Researchers at Cornell University are working on a stem cell-infused implant that could cure insulin deficiency for diabetics. Type I diabetes results from inadequate or malfunctioning insulin-producing beta cells in the islets of the pancreas, as well as an autoimmune response that attacks the body's insulin-producing cells. This treatment utilizes stem cells and directs them to differentiate into these cells. As opposed to daily insulin injections, the treatment is designed to provide a long-term solution that eliminates the need to constantly monitor blood sugar. It utilizes a naturally derived hydrogel to create a thread packed with stem cells induced to become pancreatic islets which is then implanted into the abdomen. Additionally, the treatment addresses what no other current treatment addresses: the body’s immune system attacking the insulin-producing cells. Encasing the cells protects them from the autoimmune response, increasing their efficacy and lifespan.
Researchers at the University of Southern California (USC) School of Medicine have pinpointed the biological processes that lead to the differentiation of skin stem cells into follicles that grow hair. As people age, the ability to regenerate skin cells declines and therefore, the follicles produce less and less hair. Utilizing a combination of bioinformatics and molecular screenings, the researchers studied the differentiation of stem cells into hair follicles of newborn mice, honing in on genetic factors and environmental cell signals this process entails. The process was then successfully implemented when applied to adult mice that lacked hair by introducing the necessary factors that signal stem cells to differentiate into organoids that will grow hair.

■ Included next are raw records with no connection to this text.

Issue #1513, opened 2019-10-27
GIS config missing


hallamoore:
The form at `eden/org/office/create` isn't displayed when there is no GIS config. There weren't any errors displayed on the webpage, but with a pdb breakpoint in the application I eventually checked out `s3db.org_office_controller()['form'].xml()` and saw an HTTP 303 printed. The pdb session wasn't enough to get a traceback, but I was able to get one by opening a `code.interact` session within the pdb session and running the same thing. There were a bunch of recursive xml calls, but the bottom of the traceback looks like:

```
File "applications/eden/modules/s3/s3gis.py", line 7124, in xml
  result = self._setup()
File "applications/eden/modules/s3/s3gis.py", line 6443, in _setup
  redirect(URL(c="default", f="index"))
File "/home/halla/sahana-eden/web2py/gluon/http.py", line 182, in redirect
  **headers)
HTTP: 303 SEE OTHER
```

So it appears that my GIS config is missing.

Question 1: 
How do I include a GIS config? I tried switching my `settings.base.prepopulate` to `["default"]`, but that resulted in a bunch of `gis_layer_config: config_id: value(s) required` lines, and no change in behavior for the form.

Question 2:
Similar to how we included a default hiearchy in #1512, is there some default I could try to implement here? (Maybe not, I don't know what all is included with the GIS config, so maybe a default doesn't make any sense. Which leads to question 3...)

Question 3:
It looks like there's a `current.session.error = current.T("Map cannot display without prepop data!")` line right before the redirect, but I only see this error message when I
navigate to the next page. Is there a way to get this to appear on the current page?

nursix:
Rephrasing the problem:

The map cannot be shown without a GIS config - which is simply because the GIS config determines what is to appear on the map (e.g. which base layer).

That no GIS config is provided during prepop is not wrong - the system administrator may choose to not import one during prepop, but create one interactively instead. Until they do so, of course, the map cannot be displayed - but the system will work without crashing, and that is where it differs from #1512.

Thus, the correct response of the system to a missing gis_config is indeed be to indicate that no map can be displayed unless/until a gis_config is created.

---

As for your questions:

Q1: a standard basic gis_config (along with a bunch of layers) is provided by the "default/base" prepop - which is in the settings.base.prepopulate setting by default. If you extend the setting (```+=```) rather than overriding it (```=```), you shouldn't have any problems with that.

If you override the setting, then you can include "default/base" as first element of the array.

[...]

PR #1516, opened 2019-10-31
Display error in map component if there is no GIS config

hallamoore:
Displaying the error in the map component allows the rest of the webpage
to load normally and removes an unsafe redirect from a lower level
function, as suggested in #1513.

This commit also moves the instantiation of the loader component into
the `_setup()` method after we've fetched the config, to ensure that the
error message doesn't appear with a permanent loading icon above it.

### DIFF
--- a/modules/s3/s3gis.py
+++ b/modules/s3/s3gis.py
@@ -6440,6 +6440,7 @@ class MAP(DIV):
             # No prepop - Bail
             if auth.s3_has_permission("create", "gis_hierarchy"):
                 error_message = DIV(_class="mapError")
+                # Deliberately not T() to save unneccessary load on translators
                 error_message.append("Map cannot display without GIS config!")
                 error_message.append(XML(" (You can can create one "))
                 error_message.append(A("here", _href=URL(c="gis", f="config")))
@@ -6447,7 +6448,7 @@ class MAP(DIV):
                 self.error_message = error_message
             else:
                 self.error_message = DIV(
-                    "Map cannot display without GIS config!",
+                    "Map cannot display without GIS config!",  # Deliberately not T() to save unneccessary load on translators
                     _class="mapError"
                     )
             return None
@@ -7597,9 +7598,22 @@ class MAP2(DIV):
 
         if options is None:
             # No Map Config: Just show error in the DIV
-            self.components = [DIV("Map cannot display without prepop data!", # Deliberately not T() to save unneccessary load on translators
-                                   _class="error"),
-                               ]
+            auth = current.auth
+
+            if auth.s3_has_permission("create", "gis_hierarchy"):
+                error_message = DIV(_class="mapError")
+                # Deliberately not T() to save unneccessary load on translators
+                error_message.append("Map cannot display without GIS config!")
+                error_message.append(XML(" (You can can create one "))
+                error_message.append(A("here", _href=URL(c="gis", f="config")))
+                error_message.append(")")
+            else:
+                error_message = DIV(
+                    "Map cannot display without GIS config!",  # Deliberately not T() to save unneccessary load on translators
+                    _class="mapError"
+                    )
+
+            self.components = [error_message]
             return super(MAP2, self).xml()
 
         map_id = self.opts.get("id", "default_map")
--- a/modules/s3/s3gis.py
+++ b/modules/s3/s3gis.py
@@ -6432,7 +6432,6 @@ class MAP(DIV):
         # Fresh _setup() call, reset error message
         self.error_message = None
 
-        T = current.T
         auth = current.auth
 
         # Read configuration
@@ -6440,19 +6439,15 @@ class MAP(DIV):
         if not config:
             # No prepop - Bail
             if auth.s3_has_permission("create", "gis_hierarchy"):
-                error_message = DIV()
-                error_message.append(SPAN(
-                    T("Map cannot display without GIS config!"),
-                    _class="mapError"
-                    ))
-                error_message.append(XML(T(
-                    " (You can can create one <a href='%(url)s'>here</a>)" %
-                    {"url": URL(c="gis", f="config")}
-                    )))
+                error_message = DIV(_class="mapError")
+                error_message.append("Map cannot display without GIS config!")
+                error_message.append(XML(" (You can can create one "))
+                error_message.append(A("here", _href=URL(c="gis", f="config")))
+                error_message.append(")")
                 self.error_message = error_message
             else:
                 self.error_message = DIV(
-                    T("Map cannot display without GIS config!"),
+                    "Map cannot display without GIS config!",
                     _class="mapError"
                     )
             return None
--- a/modules/s3/s3gis.py
+++ b/modules/s3/s3gis.py
@@ -6387,6 +6387,8 @@ class MAP(DIV):
         # We haven't yet run _setup()
         self.setup = False
         self.callback = None
+        self.error_message = None
+        self.components = []
 
         # Options for server-side processing
         self.opts = opts
@@ -6395,16 +6397,6 @@ class MAP(DIV):
 
         # Options for client-side processing
         self.options = {}
-
-        # Components
-        # Map (Embedded not Window)
-        components = [DIV(DIV(_class="map_loader"),
-                              _id="%s_panel" % map_id)
-                      ]
-
-        self.components = components
-        for c in components:
-            self._setnode(c)
 
         # Adapt CSS to size of Map
         _class = "map_wrapper"
@@ -6437,16 +6429,36 @@ class MAP(DIV):
               into scripts (callback or otherwise)
         """
 
+        # Fresh _setup() call, reset error message
+        self.error_message = None
+
+        T = current.T
+        auth = current.auth
+
         # Read configuration
         config = GIS.get_config()
         if not config:
             # No prepop - Bail
-            current.session.error = current.T("Map cannot display without prepop data!")
-            redirect(URL(c="default", f="index"))
+            if auth.s3_has_permission("create", "gis_hierarchy"):
+                error_message = DIV()
+                error_message.append(SPAN(
+                    T("Map cannot display without GIS config!"),
+                    _class="mapError"
+                    ))
+                error_message.append(XML(T(
+                    " (You can can create one <a href='%(url)s'>here</a>)" %
+                    {"url": URL(c="gis", f="config")}
+                    )))
+                self.error_message = error_message
+            else:
+                self.error_message = DIV(
+                    T("Map cannot display without GIS config!"),
+                    _class="mapError"
+                    )
+            return None
 
         T = current.T
         db = current.db
-        auth = current.auth
         s3db = current.s3db
         request = current.request
         response = current.response
@@ -6480,6 +6492,12 @@ class MAP(DIV):
                 "gis_too_many_features": T("There are too many features, please Zoom In or Filter"),
                 "gis_zoomin": T("Zoom In"),
                 }
+
+        ##########
+        # Loader
+        ##########
+
+        self.append(DIV(DIV(_class="map_loader"), _id="%s_panel" % self.id))
 
         ##########
         # Viewport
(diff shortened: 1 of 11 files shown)


hallamoore:
I'd like to add a test to make sure that `_setup()` returns `None` and that the `error_message` is not `None` when there's no GIS config. What's the best way for me to monkeypatch the `GIS.get_config()`?

hallamoore:
Whoops, I also forgot to remove the translations of the previous error message. I gotta head out right now but I'll update that later.

modules/s3/s3gis.py
```diff
@@ -6434,19 +6426,36 @@ def _setup(self):
...
+        T = current.T
+        auth = current.auth
 
         # Read configuration
         config = GIS.get_config()
         if not config:
             # No prepop - Bail
-            current.session.error = current.T("Map cannot display without prepop data!")
-            redirect(URL(c="default", f="index"))
+            if auth.s3_has_role(current.session.s3.system_roles.MAP_ADMIN):
```
nursix: This should rather check for permission to create (because other roles can have permission too):
```
if auth.s3_has_permission("create", "gis_hierarchy"):
```

modules/s3/s3gis.py
```diff
@@ -6434,19 +6426,36 @@ def _setup(self):
...
+                error_message = DIV()
+                error_message.append(SPAN(
+                    T("Map cannot display without GIS config!"),
+                    _style='color:red;'
+                ))
+                error_message.append(' (You can can create one ')
```
nursix: Should be a single T(), including the link tag, like:

```
XML(T("(You can create one <a href='%(url)s'>here</a>)") % {"url": URL(c="gis", f="config")})
```

Translators are advised to leave HTML tags untouched.

modules/s3/s3gis.py
```diff
@@ -6434,19 +6426,36 @@ def _setup(self):
...
         if not config:
             # No prepop - Bail
-            current.session.error = current.T("Map cannot display without prepop data!")
-            redirect(URL(c="default", f="index"))
+            if auth.s3_has_role(current.session.s3.system_roles.MAP_ADMIN):
+                error_message = DIV()
+                error_message.append(SPAN(
+                    T("Map cannot display without GIS config!"),
+                    _style='color:red;'
+                ))
```
nursix: Closing brackets should have the same indent as the enclosed lines.

modules/s3/s3gis.py
```diff
@@ -6434,19 +6426,36 @@ def _setup(self):
...
         config = GIS.get_config()
         if not config:
             # No prepop - Bail
-            current.session.error = current.T("Map cannot display without prepop data!")
-            redirect(URL(c="default", f="index"))
+            if auth.s3_has_role(current.session.s3.system_roles.MAP_ADMIN):
+                error_message = DIV()
+                error_message.append(SPAN(
+                    T("Map cannot display without GIS config!"),
+                    _style='color:red;'
```
nursix: We use double quotes throughout. Semicolon is not required here. Ideally use a class and allow the style to be set in style sheets rather than hard-coding the style here.

modules/s3/s3gis.py
```diff
@@ -6434,19 +6426,36 @@ def _setup(self):
             - separated from xml() in order to be able to read options to put
               into scripts (callback or otherwise)
         """
+        # Fresh _setup() call, reset error message
```
nursix: Blank line after docstring for better readability and consistency of coding style.

nursix:
The easiest thing for a unit test would be to indeed the delete all gis_config in the test setup, test the fallback, and then roll back the DB transaction (=the deletion) in the tearDown - i.e. test the fallback inside an uncommitted transaction.

Obviously, you'll have to remove the cached config (current.response.s3.gis.config), and restore it in the tearDown (using current.gis.get_config).

modules/s3/s3gis.py
hallamoore: Ooo, that's useful!

modules/s3/s3gis.py
hallamoore: Alright, I wasn't sure if it was bad practice to manually include HTML instead of invoking web2py's HTML classes. Are there any guidelines for when to use them or not?

modules/s3/s3gis.py
```diff
@@ -6435,18 +6427,37 @@ def _setup(self):
...
+                    ))
+                error_message.append(XML(T(
+                    " (You can can create one <a href='%(url)s'>here</a>)" %
+                    {"url": URL(c="gis", f="config")}
+                    )))
+                self.error_message = error_message
+            else:
+                self.error_message = DIV(
+                    T("Map cannot display without GIS config!"),
+                    _class="mapError"
```
hallamoore: So I changed this to a class, but I can't figure out where the best place to add the css definition is. I tried both `eden/static/styles/gis/style.css` and `eden/static/scripts/gis/openlayers/theme/default/style.css`, but the results didn't show up on the webpage. I also had `settings.base.debug = True` in my config, in case it was because my change wasn't reflected in the minimized files, but no dice. Any suggestions?

hallamoore:
Side question, I've been force-pushing because I'm used to a code review work-flow that involves a single commit per diff, but with github pull requests I don't see a way to view the changes between pushes. Should I be using separate commits per update so the changes are easier to view here?

modules/s3/s3gis.py
flavour: > I wasn't sure if it was bad practice to manually include HTML instead of invoking web2py's HTML classes. Are there any guidelines for when to use them or not?

The HTML classes are lovely, but not critical...the critical thing is that i18n strings should be as entire as possible as translations can vary a lot by context & positioning.

modules/s3/s3gis.py
flavour: debug is definitely required to see raw CSS that is normally minified.
Which CSS get loaded is defined by your template/css.cfg
styles/gis/style.css is loaded in most templates including the default, so very odd it didn't show for you there
scripts/gis/openlayers/theme/default/style.css should generally be left as-is

For this case, I would use themes/default/widgets.css & in fact I think we can re-use the normal .error class here (makes bold as well as red)

flavour:
> I've been force-pushing because I'm used to a code review work-flow that involves a single commit per diff, but with github pull requests I don't see a way to view the changes between pushes. Should I be using separate commits per update so the changes are easier to view here?

Great that you're asking the question :)
In general if we're reviewing a change from scratch then best if we're reviewing just a single commit.
However the other reason we used to have of minimising the number of commits ion trunk is gone as we can easily squash when merging...so if we're mid-review and there are some tweaks being done  then I would certainly be happy to now see these as separate commits as we can then review just the delta (as well as the review history being clearer)

modules/s3/s3gis.py
hallamoore: Ah, that makes a lot of sense!

modules/s3/s3gis.py
hallamoore: Hmm, I was using an improper prepopulate setting to trigger the error message, so maybe I also caused it to leave out that css file.

Anyways, when I use just `error`, the css styles get overwritten by https://github.com/sahana/eden/blob/master/static/themes/default/theme.css#L338 (and also https://github.com/sahana/eden/blob/master/static/themes/default/foundation/foundation.css#L4379), so it looks like this instead: 
image

I think that disconnects the "(You can create one here)" part too much, so adding another error class name might be easiest. I can just add the new class name to the definition with `error` so that they have the same exact style. Any preferences on what I name that, or should I go down an entirely different route?

modules/unit_tests/s3/s3gis.py
```diff
@@ -773,11 +773,38 @@ def tearDownClass(cls):
         current.auth.override = False
         current.db.rollback()
 
+# =============================================================================
+class S3NoGisConfigTests(unittest.TestCase):
+    # -------------------------------------------------------------------------
+    @classmethod
+    def setUpClass(cls):
+        current.s3db.event_config.truncate()
```
nursix: Goodness - this looks complicated. Would it be an alternative idea to temporarily overwrite current.gis.get_config with a dummy that always returns None?

modules/s3/s3gis.py
nursix: I think you should not use the "error" class at all - as it's specific for form field errors.

Have a specific CSS class for this particular case instead (like "map-no-config") - and in the default theme, let it have a (red) border around it with the message inside. I don't think the message itself needs to be red.

nursix: P.S. the important part is to leave the styling to the theme. I don't see a strict need to provide a default style in widgets.css.

In fact I really don't like the idea of having a widgets.css base style for this class - for the same reason as I dislike most other styles in widgets.css: maps can appear in different places (standalone, embedded, in forms etc), so the error message may need different formatting depending on context and DOM hierarchy. That can be very fiddly if there is a base style in widgets.css that needs overriding - and since such styles are often overridden in themes, it's also pointless download volume.

I'd say don't provide a base style, leave it entirely to the theme to style it.

nursix: To explain that a little: we generally have a cascade of widgets.css=>theme.css(=>style.css).

The point with widgets.css is to provide common base styles for complex widgets in order to reduce the complexity of themes, and to ensure that functional styles (e.g. visibility and placement of widget components) are present and consistent in all themes.

The actual look, on the other hand - coloring, font, spacing etc. - should be left to the theme, and be controlled by semantic CSS classes that are not tied to specific layouts, because different themes can - and often do - use different layouts (e.g. formstyle, custom view templates, inline component layouts, data list layouts).

If widgets.css specifies looks, and especially when those looks assume certain outer DOM hierarchies, then overriding them in the theme can be quite fiddly - and since such looks are likely to be overridden in theme, they become pointless ballast in the download.

In this case, the empty map DIV has no inner layout, so there is no strict reason to provide visibility and placement styles in widgets.css. However, it makes sense to provide a standard style in the default's theme SCSS - because these SCSS sources are usually included when building custom themes.

flavour: > really don't like the idea of having a widgets.css base style for this class

Whilst I don't disagree with the logic presented here, I do have a counter: This theory is lovely but in practise no themes are going to invest time in styling an edge condition which will likely never affect them & if it did happen to would only affect them during a very early development stage.
I therefore think that this is a good candidate for being in core CSS.

Similarly I actually think we don't need T() for such an error message (save some load on our poor, overworked translators)

nursix: Agreed - edge case ;)

Still, the general guideline should be that widgets.css should provide functional base styles for UI elements and be limited to their inner DOM tree, so that (hypothetically) the UI element would still be recognizable and functional with no theme CSS.

However, it does not need to look good with the base style alone - so be minimalist there, no polishing/pixel-pushing in widgets.css please.

modules/unit_tests/s3/s3gis.py
hallamoore: Ooo, yes!

hallamoore:
That force-push was a rebase to resolve conflicts. 55740b5 and 1be44ab  are the recent changes

flavour:
Looks good, but the Travis tests are failing...seems to be in your new tests, so can you check those?

modules/unit_tests/s3/s3gis.py
```diff
@@ -773,11 +773,37 @@ def tearDownClass(cls):
         current.auth.override = False
         current.db.rollback()
 
+# =============================================================================
+class S3NoGisConfigTests(unittest.TestCase):
+    # -------------------------------------------------------------------------
+    @classmethod
+    def setUpClass(cls):
+        cls.original_get_config = current.gis.get_config
+        current.gis.get_config = lambda: None
```
nursix: I'm afraid MAP._setup calls `GIS.get_config` as class method rather than `current.gis.get_config` as instance method.

Try putting the dummy in the class instead?

hallamoore: Oh! I'll try that. Mocking the instance method passes locally for me though, I wonder why that is. :thinking:

flavour:
Thankyou!

PR #1520, opened 2019-11-19
Use S3PentityAutocompleteWidget for "Person or OU" field in map profile

### LINKED ISSUE #1425: Map profile not showing organization
I added an organization (say org X) using org module. Then I created an user and assign him to the org X. Then in map profile, I tried to create a profile of the organization. However, the `Person or OU` field is only loading person and not the org X. Is this the default behaviour? How do I create map profile for the organization so that every user of the organization get the map profile of the organization?

hallamoore:
And specify that organisations can be part of the autocomplete as well.

Fixes #1425

### DIFF
--- a/static/scripts/S3/s3.autocomplete.js
+++ b/static/scripts/S3/s3.autocomplete.js
@@ -721,14 +721,16 @@
         if (min_length == undefined) {
             min_length = 2;
         }
-        if (types) {
-            url += '?types=' + types;
-        }
 
         dummy_input.autocomplete({
             delay: delay,
             minLength: min_length,
             source: function(request, response) {
+                url = real_input.data('url')
+                if (types) {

Researchers at the UNC School of Medicine and North Carolina State University have created a method of obtaining and culturing stem cells to treat chronic and potentially fatal lung inflammation. Chronic inflammation in the lungs causes the formation of scar tissue that inhibits proper oxygenation of vital organs, like the heart and brain. Idiopathic pulmonary fibrosis (IPF) and chronic obstructive pulmonary disease (COPD) are some of the most common results of chronic inflammation. With many IPF patients not surviving past 5 years following diagnosis, this treatment could significantly prolong their lives. The treatment is done by isolating a patient’s own lung stem cells through biopsy, then culturing and expanding them to clinically relevant numbers. In an animal model, the subjects were induced to have scarring and inflammation in the lungs to mimic IPF in humans. Those that were injected with their own stem cells showed significant improvement in lung function compared to those that received a placebo.